-------- The records --------

PR #2615, opened 2023-04-24
[16.0][ADD] base_partition

glitchov:
Migrtion from https://github.com/OCA/server-tools/pull/1893.

This module adds a `partition(self, accessor)` method to every model.
It accepts for accessor any parameter that would be accepted by `mapped`,
i.e. a string `"field(.subfield)*"` or a function `(lambda x: not x.b)`.
It returns a dictionary with keys that are equal to `set(record.mapped(accessor))`,
and with values that are recordsets.


rvalyi:
are you sure AGPL is the best fit for such a module? It seems it's a small utility module that could have a broad usage and LGPL might fit better. If such module is AGPL, people not playing the AGPL game could easily just copy the feature instead of adopting the module and help to debug and maintain it... But of course this decision is up to you the authors.

base_partition/models/models.py
```diff
@@ -0,0 +1,73 @@
+# © 2020 Acsone (http://www.acsone.eu)
+# License AGPL-3.0 or later (http://www.gnu.org/licenses/agpl.html).
+
+from odoo import _, models
+from odoo.exceptions import UserError
+
+LIKE_COMPARATORS = (
```
rousseldenis: I think you can remove this

rousseldenis (approved):
Code review. Seems great. Minor comment

Agree with @rvalyi. Better to move to LGPL

rousseldenis:
@glitchov

rousseldenis:
This is a better implementation of https://github.com/odoo/odoo/blob/15.0/odoo/tools/misc.py#L260

lmignon (approved):
LGTM (Code review)

A very useful addon heavily used in Odoo 10....

len-foss (approved):

PR #2618, opened 2023-04-26
[16.0][MIG] base_multi_image

yibudak:


clb-openfire:
Hi,
To me this module has several problems that should be fixed (mentioned in #2601 ):
- restrict the folders from which files can be read for security reasons, through the odoo config file.
- fix hooks
- remove "database" type of storage, which was actually storing in filestore since v13 anyway (I don't think that users can or should decide if files are stored in DB or in filestore)
- remove "url" and "file" types of storage. image.mixin class stores all versions of images for performance reasons. I believe it would be even slower to get them from a file/remote url before resizing them. We should as well store everything in filestore. And by the way, restrict the size of those images, like it is done in base_import module, _import_image_by_url()
- simplify the filestore type to make it work like the current database type.
- adapt module to image.mixin (remove image_main, image_main_medium, etc. from owner)

I've done all that work already in the following fork if anyone interested: https://github.com/odof/server-tools/commits/16.0-base_multi_image

thomaspaulb:
Superseded by https://github.com/OCA/server-tools/pull/3010 as well.

@clb-openfire We're going to try integrating your code, it looks like a lot of improvements.

Maybe you can give it a review once it's done?

Next time you can also just propose it yourself in a new PR.

clb-openfire:
@thomaspaulb thanks, review done.
I wasn't confident enough to post a PR because a migration + rework seemed a lot to review, I'll be sure to do it next time.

--------

## Exercise instructions
Report every line of the records that contains the word "github".

## Output of the exercise
Migrtion from https://github.com/OCA/server-tools/pull/1893.
This is a better implementation of https://github.com/odoo/odoo/blob/15.0/odoo/tools/misc.py#L260
I've done all that work already in the following fork if anyone interested: https://github.com/odof/server-tools/commits/16.0-base_multi_image
Superseded by https://github.com/OCA/server-tools/pull/3010 as well.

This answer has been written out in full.